Jackman v. The Public Service Commission of The State of Kansas

Decision Date08 May 1926
Docket Number26,907
Citation121 Kan. 141,245 P. 1047
PartiesR. C. JACKMAN et al., Plaintiffs, v. THE PUBLIC SERVICE COMMISSION OF THE STATE OF KANSAS et al., Defendants
CourtKansas Supreme Court

Decided January, 1926.

Original proceeding in mandamus.

Motion overruled.

SYLLABUS

SYLLABUS BY THE COURT.

1. MANDAMUS--Public Service Commission--Arbitrary Refusal to Approve Dam Project. The allegations of an alternative writ of mandamus that in refusing to approve the plans and specifications of a dam across a navigable river the public service commission acted arbitrarily and unreasonably and without reference to the merits, and that the plans and specifications were proper and correct and the commission had no valid objection to them, are sufficient to raise an issue of fact as to the action of the commission being arbitrary.
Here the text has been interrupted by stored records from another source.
PR #7864, opened 2017-08-01
Benchmark: Allow setting a repeat count

original-brownbear:
* Adding kind of an important feature, allowing us to run a larger sample size.
* Also trying to move to properties for settings so we can move to specifying a properties file maybe? (we're really starting to have a million settings, I think that would be nice :))

### DIFF
--- a/tools/benchmark-cli/README.md
+++ b/tools/benchmark-cli/README.md
@@ -31,7 +31,9 @@ Option                           Description
 --local-path <String>            Path to the root of a local Logstash           
                                    distribution.                                
                                   E.g. `/opt/logstash`                          
---testcase <String>              Currently available test cases are 'baseline'    
+--repeat-data <Integer>          Sets how often the test's dataset should be    
+                                   run. (default: 1)                            
+--testcase <String>              Currently available test cases are 'baseline'  
                                    and 'apache'. (default: baseline)            
 --workdir <File>                 Working directory to store cached files in.    
                                    (default: ~/.logstash-benchmarks)  
--- a/tools/benchmark-cli/src/main/java/org/logstash/benchmark/cli/LogstashInstallation.java
+++ b/tools/benchmark-cli/src/main/java/org/logstash/benchmark/cli/LogstashInstallation.java
@@ -34,7 +34,7 @@ public interface LogstashInstallation {
      * @throws IOException On I/O Exception
      * @throws InterruptedException Iff Interrupted
      */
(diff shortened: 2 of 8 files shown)


suyograo:
> Also trying to move to properties for settings so we can move to specifying a properties file maybe? (we're really starting to have a million settings, I think that would be nice :))

+1 on extracting out the settings; they'll blow up :) How about YAML since users are already used to `logstash.yml`?

original-brownbear:
@suyograo sure I'm cool with `yaml` too, next PR on this will contain a quick port to `yaml` then ;)

jakelandis:
nit: Add the repeat factor to the [output](https://github.com/elastic/logstash/pull/7864/files#diff-7f54d28cf5b50548681b76f3a947b542L182). 
```
Running Test Case: baseline (x2)
```

suyograo:
Good point @jakelandis

original-brownbear:
@jakelandis @suyograo guys thought about that, but then I discarded the idea because we show the overall number of events that we ran anyways (so it's just overloading the "UI" needlessly?)?

suyograo:
@original-brownbear I think we'll soon need the `bin/logstash-benchmark` wrapper as well. I wouldn't burden users with the `java -cp ` CLI :)

original-brownbear:
@suyograo sure that's on the radar, I can try and have that + yaml ready for tomorrow (it's like 30min tasks each or so only anyways)

jakelandis:
@suyograo / @original-brownbear - +1 to externalizing config. 

Might just be a personal preference from an old java developer....but I much prefer java properties file over ```yaml``` for key/value pairing.

jakelandis:
LGTM

suyograo:
@original-brownbear back to the repeat count, I think it does make it easier to comprehend the number of runs vs a multiple of events. I'd vote for outputting the runs as well in addition to the events being multiplied. My 2c.

original-brownbear:
Ok you guys win 2 vs.1 and I guess it makes sense to go with the majority opinion when it comes to UI :) Will change in a bit.

original-brownbear:
@jakelandis my master plan was to simply load YAML into a `Properties` object anyways, so you can just use one if you wish via the JVM flag :P

original-brownbear:
here you go guys:

```sh
Logstash Benchmark
Benchmarking Version: 5.5.0
Running Test Case: baseline (x2)
Start Time: Tue 8 1 18:21:07 2017 CEST
```

suyograo:
Awesome. 🚢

2. SAME--Acts and Duties Enforceable--Public Service Commission's Approval of Dam Project. The provision of the statute for the submission to the public service commission, for its inspection and approval, of plans and specifications of a dam across a navigable river, by clear implication requires the commission to approve them if that is the course that commends itself to its judgment after a full consideration of the matter on the merits. The commission is not authorized to withhold its approval merely at its own pleasure or volition, and mandamus is an appropriate remedy if it undertakes to do so.

Henderson S. Martin, of Lawrence, Bennett R. Wheeler, S. M. Brewster and John L. Hunt, all of Topeka, for the plaintiffs.

M. J Healy, John M. Kinkel, Henry V. Gott, all of Topeka, J. B. Wilson and Ralph R. Rader, both of Lawrence, for the defendants.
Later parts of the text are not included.